Dust entered the last remaining building in the village, the church.

The entrance to the church, where I once learned the king's song on a stone slab, was oppressed by hardened mud and shaken. Kick the rotten tree door to pieces, make sure it crawls into the mud mountains and breaks inside.

... Dust took a deep, long, breath as he descended into the hall of the church, into the space where the statue of the Morgue was placed.

Lined on the floor, countless coffins. In the middle of those, where only roughly the same number of villagers lined up, one man was falling on his back.

Towards the light that plunges through the skylight, he wears priestly clothes.

Dust walked over and looked down at him as he stood.

"... you're too late"

A faint voiced priest rolls his eyes and sees the dust.

Dust is silent.

A priest laughs without a voice.

"Someone is looking for you. We cremated the body so it wouldn't rot, so we're all boned... but we're all here. And your mother."

……

"Why didn't you help me?"

To a face distracting priest, Dust replies low "tried to help".

"The supplies were distributed. He also taught in letters how to deal with flooding and how to grow emergency crops. Like any other village,"

"I complained that I didn't have enough food... why didn't you reply"

"There's nothing you can do if you even eat the seeds you're supposed to grow. If additional food is sent only to certain villages, other villages naturally demand the same amount. As a result, the whole country will starve even more"

The priest reached out and grabbed the chest of Dust's coat.

To a dust that returns gaze without expression, the priest emits a blood-soaking fury.

"Why do you look so cheerful!!

……

"This is your village! It's your hometown! Everyone is dead but me!!

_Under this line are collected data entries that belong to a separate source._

PR #554, opened 2024-07-16
[CARE-4611] Feature - Tweak various element menus

kudlajz:
- toolbox header now uses full opacity
- default (medium) button size changed to 14 px
  - introduced "small" and "tiny" sizes
  - removed `noPadding` variant
- "Remove X" changed to simply "Remove"
- various edit/view links shuffled to the bottom, above the "Remove" button

### DIFF
--- a/packages/slate-editor/src/components/Button/Button.module.scss
+++ b/packages/slate-editor/src/components/Button/Button.module.scss
@@ -10,16 +10,12 @@
     cursor: pointer;
     text-decoration: none;
     font-weight: 600;
-    font-size: $font-size-smaller;
+    font-size: $font-size-small;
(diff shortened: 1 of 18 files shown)


packages/slate-editor/src/components/Button/Button.module.scss
```diff
@@ -130,8 +126,23 @@
         border-radius: 6px;
     }
 
-    &--noPadding {
+    &--tiny {
         padding: 0;
+        font-size: $font-size-smaller;
+
+        .icon-wrapper {
```
kudlajz, line 133: Maybe this could be moved to `.icon-wrapper` as a modifier class instead.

"I'm so glad you're alive alone"

Dust grabbed the hand of a priest who rounded his eyes.

giggling lightly as he stood his nails.

"... you say it's a fine face?

What? Is it okay?

Dust shook his back in a frightening number of coffins, a tight, close to crying voice, and laughed.

"As a royal wise man, as a protector of the kingdom, I behaved rightly. I didn't do anything wrong. I killed my love and saved more people.

Father, I am called a hero in the capital. The king's minister in the face of famine… as one of the wise men, even awarded a medal "

But. Although.

Dust clenched a glowing blue medal on the chest of his coat and stripped his teeth.

"My homeland has been destroyed so much. I wonder why, Father... I left the village in search of a fine wise man to avenge my mother's crying in return for my wrongdoing father... and to put together decency and righteousness, I bewitched my mother."

and the dust teeth rang. White teeth meet again and again, trembling with fear.

"My mother died and I finally understood. What I did... my attitude toward my mother and village... ended up being just like that of my father..."

"... dust... you..."

"This wasn't supposed to happen. No, it's not. I... I just wanted to be on my mother's side. I wanted to save my mother's heart. Being a righteous, fine, and wise royal minister should have been only a means of revenge... why did I... take more righteousness than my mother..."

No, it's not. No, this is not what I wanted.

The low, low, repeated voice of dust eventually took the place of a groan that made no sense and melted into the mud.